Bernie Hodkin, Baltimore Jewish Times: What makes “A Life Lived Ridiculously” so refreshing is how real it is.  We have all dated people like Sam, liars who will say anything in order to get what they want from you. Charbit, a first-time novelist, captures everything that makes the dating scene simultaneously so exciting and so frustrating, from the exhilaration of a first kiss to the despair when you realize that he is ignoring your messages.


Iain Wear, The Book Bag: What endeared Maxine - and the book as a whole to me was that we see so much of her life. There are none of the huge jumps over the boring parts that often happen in the genre. We see Maxine at work and her studies and when she's rearranging her flat. She fails to see Sam's attraction to her at first and vacillates over whether to give him money he seems to need. Her suspicions that all isn't well creep up on her slowly and she has moments of doubt when mutual friends don't immediately agree with her point of view.
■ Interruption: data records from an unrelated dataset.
PR #430, opened 2024-10-02
Feat: util to create + include new components in NeuroMLDocuments

sanjayankur31:
Adds a utility function to allow users to add new components of user-defined component types to their models.
It creates the component using pylems and saves it to a new xml file. It then includes the xml file in the main model document.

### DIFF
--- a/pyneuroml/utils/components.py
+++ b/pyneuroml/utils/components.py
@@ -1,0 +1,75 @@
+#!/usr/bin/env python3
+"""
+Utilities for creation and inclusion of new Components in models.
+
+File: pyneuroml/utils/components.py
+
+Copyright 2024 NeuroML contributors
+"""
+
+import logging
+from typing import Optional
+
+from lems.model.component import Component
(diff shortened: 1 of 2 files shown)


sanjayankur31:
@pgleeson @borismarin : what do you think of this? 

Traditionally, the way we'd do this is to edit the XML file to manually add the new component to the model. Or, we'd define the new component with the new component type. This just does that programmatically---it allows me to create a new component with new parameters using python and saves it to a new XML file that is included in my model.

So, I no longer need to hard code the component with the component type, nor do I need to run my python to create the model and then go edit the XML manually.

sanjayankur31:
PS: not added it as a function of `NeuroMLDocument` in libNeuroML to clearly separate what is part of the standard and what is extending it.

sanjayankur31:
Updated: returns the name of the new file, but the user still has to manually include this in the LEMS simulation file. Components are not part of the NeuroML standard and as LEMS bits, they cannot be included in NeuroML files.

Such natural events and feelings, but so often missing from chick-lit novels and they help to balance out the stranger events like misplacing her car and spending hours messing with lamps when she should be sleeping.


Kate Williams, Psych Central:Slowly unraveling Maxine and Sam’s story is a satisfying endeavor, pulling away layers of societal presentation in order to reveal the complex workings of the mind.  Dr. Charbit does indeed use her vast experience with the subjects of the book to pull the reader in with remarkably developed characters.  Especially for a first novel, A Life Lived Ridiculously succeeds in its stated purpose: it makes us aware of and think closely about our
stereotypes and generalizations in the mental health world.


Zippy, The Review Broads: I loved that Charbit pulls us deliciously and dangerously into Maxine’s world gracefully and seamlessly; we have all had these kinds of relationships, and Maxine’s world is so carefully compiled, chapter by chapter, that I felt I was Maxine in the throes of co-dependency! Ms. Charbit’s talent is in her characterizations, timing and emotional nuance. A very good first novel, and I believe Charbit’s next novel will be more compelling, as she shows every sign of an author to watch. As Maxine goes from clueless to savvy, and Sam’s dreary tale comes out, we can’t wait to turn the page to find out what Maxine will do. Well done, good read.